November 23rd Fanny Moody, opera singer (Birth)

 

The singing talents of Redruth – born Fanny Moody (1866 – 1945) were recognised at local concerts by the Basset family of Tehidy who paid for her training in London at the singing academy run by the contralto Charlotte Sainton – Dolby and where Moody stayed with the physician Sir Morell Mackenzie and his wife.  Moody’s first big break came when she sang for the Carl Rosa Opera Company (described as Britain’s most influential opera company of the 19th century) in its 1887 production of Balfe’s  ‘The Bohemian Girl’.  
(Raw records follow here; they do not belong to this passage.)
PR #2917, opened 2024-10-11
Adopt NIOThrowingAsyncSequenceProducer 2nd try

rnro:
### Motivation:

Adopt `NIOThrowingAsyncSequenceProducer` in NIOFileSystem to reduce code
duplication.

### Modifications:

Adopt `NIOThrowingAsyncSequenceProducer` in NIOFileSystem `DirectoryEntryProducer` and `FileChunkProducer`.

This change was previously merged and then backed out due to issues (#2879). The original change is in the first commit, the second commit contains additional changes.

In the original adoption of `NIOThrowingAsyncSequenceProducer` the code did not deal with backpressure being applied very well, in some cases causes hangs.

A key bug was that it was not protected against re-entrant calls to `produceMore`. Such calls may happen e.g. when the producer has been asked to pause producing and then resume again before the initial read had completed. This resulted in overlapping reads and re-ordered data.

This change introduces a new activity state which is protected by a lock and keeps track of if we are in the critical section to serialize access.

`DirectoryEntryProducer` performs most of its logic within a lock and so
doesn't seem to be impacted in the same way.

### Result:

No functional changes. Internal changes reduce code duplication.

### DIFF
--- a/Sources/NIOFileSystem/FileChunks.swift
+++ b/Sources/NIOFileSystem/FileChunks.swift
@@ -29,7 +29,7 @@ public struct FileChunks: AsyncSequence, Sendable {
     public typealias Element = ByteBuffer
 
     /// The underlying buffered stream.
-    private let stream: BufferedOrAnyStream<ByteBuffer>
+    private let stream: BufferedOrAnyStream<ByteBuffer, FileChunkProducer>
 
     /// Create a ``FileChunks`` sequence backed by wrapping an `AsyncSequence`.
     public init<S: AsyncSequence & Sendable>(wrapping sequence: S) where S.Element == ByteBuffer {
@@ -50,7 +50,7 @@ public struct FileChunks: AsyncSequence, Sendable {
 
         // TODO: choose reasonable watermarks; this should likely be at least somewhat dependent
         // on the chunk size.
-        let stream = BufferedStream.makeFileChunksStream(
+        let stream = NIOThrowingAsyncSequenceProducer.makeFileChunksStream(
             of: ByteBuffer.self,
             handle: handle,
             chunkLength: chunkLength.bytes,
@@ -67,9 +67,9 @@ public struct FileChunks: AsyncSequence, Sendable {
     }
 
     public struct FileChunkIterator: AsyncIteratorProtocol {
-        private var iterator: BufferedOrAnyStream<ByteBuffer>.AsyncIterator
+        private var iterator: BufferedOrAnyStream<ByteBuffer, FileChunkProducer>.AsyncIterator
 
-        fileprivate init(wrapping iterator: BufferedOrAnyStream<ByteBuffer>.AsyncIterator) {
+        fileprivate init(wrapping iterator: BufferedOrAnyStream<ByteBuffer, FileChunkProducer>.AsyncIterator) {
             self.iterator = iterator
         }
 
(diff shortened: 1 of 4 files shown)


Sources/NIOFileSystem/FileChunks.swift
```diff
@@ -85,97 +85,168 @@ extension FileChunks.FileChunkIterator: Sendable {}
...
-        let producer = FileChunkProducer(
-            state: protectedState,
-            source: source,
-            path: handle.path,
-            length: chunkLength
+        let nioThrowingAsyncSequence = NIOThrowingAsyncSequenceProducer.makeSequence(
+            elementType: ByteBuffer.self,
+            backPressureStrategy: NIOAsyncSequenceProducerBackPressureStrategies.HighLowWatermark(
+                lowWatermark: 4,
+                highWatermark: 8
```
glbrntt, line 119: We pass in the watermarks to `makeFileChunksStream` so presumably we should use them here?

Sources/NIOFileSystem/FileChunks.swift
```diff
@@ -260,87 +334,216 @@ private struct ProducerState: Sendable {
...
+
+        case .done:
+            return .stop
+        }
+    }
+
+    internal enum RangeUpdateOutcome {
+        case moreToRead
+        case cannotReadMore
+    }
```
glbrntt, line 457: nit: can you move this to the extension where its used?

Sources/NIOFileSystem/FileChunks.swift
```diff
@@ -260,87 +334,216 @@ private struct ProducerState: Sendable {
...
 
-    mutating func produceMore() -> Result<(FileDescriptor, Range<Int64>?)?, FileSystemError> {
+    mutating func fileReadingState() -> Result<(FileDescriptor, Range<Int64>?)?, FileSystemError> {
         switch self.state {
-        case let .producing(state):
-            if let descriptor = state.handle.descriptorIfAvailable() {
-                return .success((descriptor, state.range))
-            } else {
+        case .producing(let producingState), .pausedProducing(let producingState):
+            guard let descriptor = producingState.handle.descriptorIfAvailable() else {
```
glbrntt, line 471: nit: I don't think a `guard` is any clearer here as the exit on the failure path isn't earlier than on the success path. IMO if both paths immediately return then `if`/`else` is clearer.

Sources/NIOFileSystem/FileChunks.swift
```diff
@@ -260,87 +334,216 @@ private struct ProducerState: Sendable {
...
+        self.state = .done(emptyRange: false)
     }
 }
 
+@available(macOS 10.15, iOS 13.0, watchOS 6.0, tvOS 13.0, *)
+extension ProducerState.Producing {
+    /// Updates the range (the offsets to read from and up to) to reflect the number of bytes which have been read.
+    /// - Parameter count: The number of bytes which have been read.
+    /// - Returns: Returns `True` if there are no remaining bytes to read, `False` otherwise.
+    mutating func updateRangeWithReadBytes(_ count: Int) -> ProducerState.RangeUpdateOutcome {
```
glbrntt, line 527: This is definitely clearer than the existing in-line range updates 🙂

Sources/NIOFileSystem/FileChunks.swift
```diff
@@ -260,87 +334,216 @@ private struct ProducerState: Sendable {
...
+        // we have run out of bytes to read, we are done
+        if newLowerBound >= currentRange.upperBound {
+            self.range = currentRange.upperBound..<currentRange.upperBound
+            return .cannotReadMore
+        }
+
+        // update range, we are not done
+        self.range = newLowerBound..<currentRange.upperBound
+        if currentRange.upperBound - newLowerBound < 1 {
+            fatalError("here \(newLowerBound) \(currentRange.upperBound)")
```
glbrntt, line 544: Leftover debugging?

glbrntt (changes requested):
This looks great aside from a couple of small things to fix.

Sources/NIOFileSystem/FileChunks.swift
rnro: Good catch!

glbrntt (approved):
Awesome, thanks @rnro!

It was at this time that she met and married the bass, Charles Manners (born Southcote Mansergh), and together they formed the ‘Moody-Manners Opera Company’.  As well as starring at Covent Garden and Drury Lane, she also toured extensively in North America and South Africa, becoming known as ‘the Cornish Nightingale’ and, in 1895, she was presented with a tiara with diamond representing the fifteen bezants of the shield of the Duchy of Cornwall (just visible in the profile picture) by Cornish miners in the Transvaal.

By 1916,  the couple ran three Moody – Manners touring companies, the principal company having 115 members and a repertoire of thirty operas.  Charles  Manners died in 1935 and, with the outbreak of the Second World War, Moody auctioned her tiara to raise funds for the Red Cross. 

She never really retired and died in Dublin in 1945.